Dambe boxing

Shocking pictures have revealed a glimpse into the mostly hidden world of a brutal Nigerian sport known as Dambe.

The sport is like boxing but without protection. Opponents choose their strongest hand and wrap it in hard rope. 

Their other hand is meant to act as a shield. Until recently, competitors were allowed to dip the hard rope in resin and even coat it in shards of glass. 

That practice is now illegal but the sport is still deadly. And knocking your opponent out is even known as 'killing' them. 

The ancient tradition is usually practised by Hausas in the north of Nigeria but it has spread to southern areas as well.  

Dambe fighters in Lagos battle on the beach under floodlights while jumbo screens replay them for audience members who are far away.

The way to win the fight, which is centuries old, is by punching and kicking your opponent until they fall down.

The tradition is entrenched among butcher caste groups and is very heavily focused on communities.
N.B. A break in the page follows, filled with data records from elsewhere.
PR #522, opened 2025-10-20
change error message

### LINKED ISSUE #442: Provide better feedback for OAuthAccountNotLinked response
If the user attempts to login via OAuth but an account already exists for the specified mail, an OAuthAccountNotLinked response is returned. This response simply states an error has occured, we should let the user know that an user already exists for this mail.

Image

evanyang1:
Closes #442 

Is this right? I would think that based on the error there should be multiple possible error messages.


evanyang1:
dang i deleted the branch, i'll start from scratch. It has also been a while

The sport started from clans of butchers travelling to different villages at harvest and fighting those from the area as part of the festival entertainment.

Butchers come from a lower caste of Hausa society - they are the only ones who could ritually slaughter animals and handle meat. They would form teams from the village - known as armies - and challenge men from other butchers guilds, as well as locals from the audience. 

Nowadays, that sense of team is still very strong, and the sport is still dominated by the butchers' caste, but competitors will often be very young - teenagers who train in gyms and yards - and will fight all year round, MailOnline reports.